Brief items
Kernel development
Kernel release status
The current development kernel is 6.0-rc5, released on September 11. Linus said: "Nothing looks particularly scary, so jump right in".
Stable updates: 5.19.8, 5.15.66, and 5.10.142 were released on September 8; 5.15.67 added a quick fix shortly thereafter.
The 5.19.9, 5.15.68, 5.10.143, 5.4.212, 4.19.257, 4.14.293, and 4.9.328 stable updates are all in the review process; they are due on September 15.
Quote of the week
The big issue is that so few Linux kernel developers understand what the Linux security policy is. So much emphasis has gone into "least privilege" and "fine granularity" that it is rare to find someone who is willing to think about the big picture.— Casey Schaufler
Development
Unicode 15 released
Version 15 of the Unicode standard has been released.
This version adds 4,489 characters, bringing the total to 149,186 characters. These additions include two new scripts, for a total of 161 scripts, along with 20 new emoji characters, and 4,193 CJK (Chinese, Japanese, and Korean) ideographs.
Scaling Git’s garbage collection (GitHub blog)
The GitHub blog has a detailed look at garbage collection in Git and the work that has been done to make it faster.

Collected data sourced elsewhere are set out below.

PR #202, opened 2019-09-09
(SIMP-6916) Added blacklist to assert_metadata

trevor-vaughan:
The assert_metadata function needed a blacklist function for profile
support, specifically surrounding Windows

SIMP-6916 #comment add blacklist for windows profiles


REFERENCE.md
```diff
@@ -650,8 +650,9 @@ Fails a compile if the client system is not compatible with the module's
 `metadata.json`
 
 #### `simplib::assert_metadata(String[1] $module_name, Optional[Struct[{
```
op-ct: :thinking:  Thinking to how this function could be used after this feature merges:  different portions of a given module might not support all OSes equally, so the function's `$module_name` parameter might be better off re-named as something more generic, like `$section`, `$identifier`, `$subject`, or `$name_of_thing_that_will_throw_a_fit_if_it_doesnt_like_your_os`.

trevor-vaughan: @op-ct This is literally the module that you have to go look in and is the `$module_name` variable in Puppet. I figured that this was the best hint that I could give :-/.

I guess we could add a 'notes' section at some point but that's getting pretty busy.

op-ct: > This is literally the module that you have to go look in and is the $module_name variable in Puppet

@trevor-vaughan that is literally true, but come simp/pupmod-simp-simp#217, the message _`OS 'Windows' version 'Server 2012 R2' is not supported by module 'simp'`_ will be literally *un*true—the simp module does support Windows (in its scenario classes).  When a user follows up that error by looking in the module, its `metadata.json` will tell them the (literally) opposite story.

The misleading error message is really the problem, so we should at least alter the failure text to mention when the assertion fails due to blacklisting.  That was , users will be cued to expect support in other areas of the module.

functions/assert_metadata.pp
```diff
@@ -25,8 +27,9 @@
 function simplib::assert_metadata (
   String[1] $module_name,
   Optional[Struct[{
-    enable => Optional[Boolean],
-    os     => Optional[Struct[{
+    enable    => Optional[Boolean],
+    blacklist => Optional[Array[String]],
```
op-ct: It looks like `blacklist` can only prohibit entire OSes, but not specific versions.

functions/assert_metadata.pp
```diff
@@ -25,8 +27,9 @@
...
+    os        => Optional[Struct[{
```
op-ct: Should `blacklist` be part of the `os` structure instead of a separate top-level array?  That way it could take advantage of the existing logic, and fail on `none`, `full`, `major`.

functions/assert_metadata.pp
```diff
@@ -57,23 +61,26 @@ function simplib::assert_metadata (
...
+      fail("Could not find metadata for module '${module_name}'")
     }
 
     if $_options['os']['validate'] {
       if !$metadata['operatingsystem_support'] or empty($metadata['operatingsystem_support']) {
-        debug("'operatingsystem_support' was not found in '${module_name}'")
+        debug("'operatingsystem_support' was not found in module '${module_name}'")
+      }
+      elsif $facts['os']['name'] in $_options['blacklist'] {
+        fail("OS '${facts['os']['name']}' is not supported by module '${module_name}'")
```
op-ct: This "OS XXX is not supported by module YYY" message is misleading when the OS was blacklisted independently from the `metadata.json`; it should make the reason for the failure more specific in this case.

trevor-vaughan: @op-ct Can you think of a way to do this that's not going to require adding a ton of code everywhere?

functions/assert_metadata.pp
trevor-vaughan: I was thinking about this but it would basically have to be another identical hash.

trevor-vaughan:
@op-ct See if the latest changes work better for you

trevor-vaughan:
:hourglass_flowing_sand: https://gitlab.com/simp/pupmod-simp-simplib/pipelines/83908278

functions/module_metadata/assert.pp
```diff
@@ -0,0 +1,69 @@
+# Fails a compile if the client system is not compatible with the module's
+# `metadata.json`
+#
+# @param module_name
+#   The name of the module that should be checked
+#
+# @param options
+#   @see $simplib::module_metadata::blacklist::options
```
lnemsick-simp: Did you mean os_blacklist::options?

functions/module_metadata/assert.pp
```diff
@@ -0,0 +1,69 @@
...
+#
+# @return [None]
+#
+function simplib::module_metadata::assert (
+  String[1] $module_name,
+  Optional[Struct[{
+    enable => Optional[Boolean],
+    blacklist => Optional[Array[Variant[String[1], Hash[String[1], Variant[String[1], Array[String[1]]]]]]],
+    blacklist_validation => Optional[Struct[{
+      enable => Optional[Boolean],
```
lnemsick-simp: Why not just not specify the structure if you don't want to blacklist?  Seems confusing to specify the structure but turn off the capability.

functions/module_metadata/assert.pp
```diff
@@ -0,0 +1,69 @@
...
+# @param options
+#   @see $simplib::module_metadata::blacklist::options
+#
+# @return [None]
+#
+function simplib::module_metadata::assert (
+  String[1] $module_name,
+  Optional[Struct[{
+    enable => Optional[Boolean],
+    blacklist => Optional[Array[Variant[String[1], Hash[String[1], Variant[String[1], Array[String[1]]]]]]],
```
lnemsick-simp: Con't you want the blacklist Array size to be at least of length 1.  Otherwise the code below should check if the blacklist Array is empty.

functions/module_metadata/assert.pp
```diff
@@ -0,0 +1,69 @@
...
+#
+# @param options
+#   @see $simplib::module_metadata::blacklist::options
+#
+# @return [None]
+#
+function simplib::module_metadata::assert (
+  String[1] $module_name,
+  Optional[Struct[{
+    enable => Optional[Boolean],
```
lnemsick-simp: too many ways to enable/disable.  I would eliminate the global enable, if you really want individual enables

trevor-vaughan: @lnemsick-simp The global is for just killing the whole thing across the board. Otherwise you have to keep track of the (potentially updated) API as new capabilities get added.

functions/module_metadata/assert.pp
trevor-vaughan: Because Hiera stacking overrides. Taking something out of a deep_merged hash is pretty much impossible. Turning something off is easy.

functions/module_metadata/assert.pp
trevor-vaughan: Nah, an empty Array just returns false.

functions/module_metadata/assert.pp
lnemsick-simp: So you think the parameters called into the assert functions will be exposed by the class/define calling the assert function so that it can be overwritten in Hiera?    Sounds like you want the user to be able to override the check.  In other words you want the user to be able to say 'trust me, I know better  what you support' ?

lnemsick-simp: Why bother with the asserts if you allow the user to ignore?

functions/module_metadata/os_blacklisted.pp
```diff
@@ -0,0 +1,98 @@
...
+            'major': {
+              $_os_major_releases = $_os_versions.map |$os_release| { split($os_release, '\.')[0] }
+
+              $facts['os']['release']['major'] in $_os_major_releases
+            }
+            default: { true }
+          }
+        }
+        else {
+          true or $memo
```
lnemsick-simp: why even bother with $memo? true or anything will be true

functions/module_metadata/os_blacklisted.pp
```diff
@@ -0,0 +1,98 @@
+# Returns whether or not the passed module is blacklisted per the module's
+# metadata.json.
+#
+# If a blacklist is passed, then it will return `false` if the OS is in the
+# blacklist and `true` otherwise.
+#
+# If the blacklist is not matched, the standard OS validation will be used.
```
lnemsick-simp: Did I miss that logic?

functions/module_metadata/assert.pp
lnemsick-simp: Instead, why not expose a single variable to apply metadata.json checks or not and wrap the assert function call in if $check_metadata.  If you are dealing with a power user who wants to turn it off, keep it simple.  The power user assumes the full burden.

spec/functions/module_metadata/assert_spec.rb
```diff
@@ -0,0 +1,149 @@
...
+    end
+
+    context 'with an OS match' do
+      let(:facts){ valid_facts }
+
+      context 'with a simple list' do
+        it { expect { is_expected.to run.with_params('simplib', blacklist_base) }.to raise_error(/OS '#{facts[:os]['name']} #{facts[:os]['release']['full']}' is not supported at '/) }
+
+        context 'at the major version' do
+          it { expect { is_expected.to run.with_params('simplib', blacklist_major) }.to raise_error(/OS '#{facts[:os]['name']} #{facts[:os]['release']['full']}' is not supported at '/) }
```
lnemsick-simp: blacklist_major was merged with blacklist_complex.  So this is not a simple list test

spec/functions/module_metadata/assert_spec.rb
```diff
@@ -0,0 +1,149 @@
...
+        end
+
+        context 'at the full version' do
+          it { expect { is_expected.to run.with_params('simplib', blacklist_full) }.to raise_error(/OS '#{facts[:os]['name']} #{facts[:os]['release']['full']}' is not supported at '/) }
```
lnemsick-simp: blacklist_full was merged with blacklist_complex.  So this is not a simple list test

spec/functions/assert_metadata_spec.rb
```diff
@@ -1,114 +1,85 @@
 require 'spec_helper'
 
 describe 'simplib::assert_metadata' do
```
lnemsick-simp: Don't see any test for enable => false

spec/functions/module_metadata/assert_spec.rb
```diff
@@ -0,0 +1,149 @@
+require 'spec_helper'
```
lnemsick-simp: Don't see any tests for when global for specific checks are disabled.

spec/functions/module_metadata/os_supported_spec.rb
```diff
@@ -0,0 +1,143 @@
+require 'spec_helper'
```
lnemsick-simp: enable => false tests?

spec/functions/module_metadata/os_blacklisted_spec.rb
```diff
@@ -0,0 +1,79 @@
+require 'spec_helper'
```
lnemsick-simp: enable => false tests?

functions/module_metadata/assert.pp
trevor-vaughan: @lnemsick-simp This isn't for power users, this is for people that are throwing up their hands because things should work and don't want to read our code. One global switch to kill it all (just like we have now) and minor switches if you really know what you're doing (usually devs).

functions/module_metadata/os_blacklisted.pp
trevor-vaughan: Nah, that was a holdover from the 5th rewrite :-|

To solve this problem, we turned to a long-discussed idea on the Git mailing list: cruft packs. The idea is simple: store an auxiliary list of mtime data alongside a pack containing just unreachable objects. To garbage collect a repository, Git places the unreachable objects in a pack. That pack is designated as a “cruft pack” because Git also writes the mtime data corresponding to each object in a separate file alongside that pack. This makes it possible to update the mtime of a single unreachable object without changing the mtimes of any other unreachable object.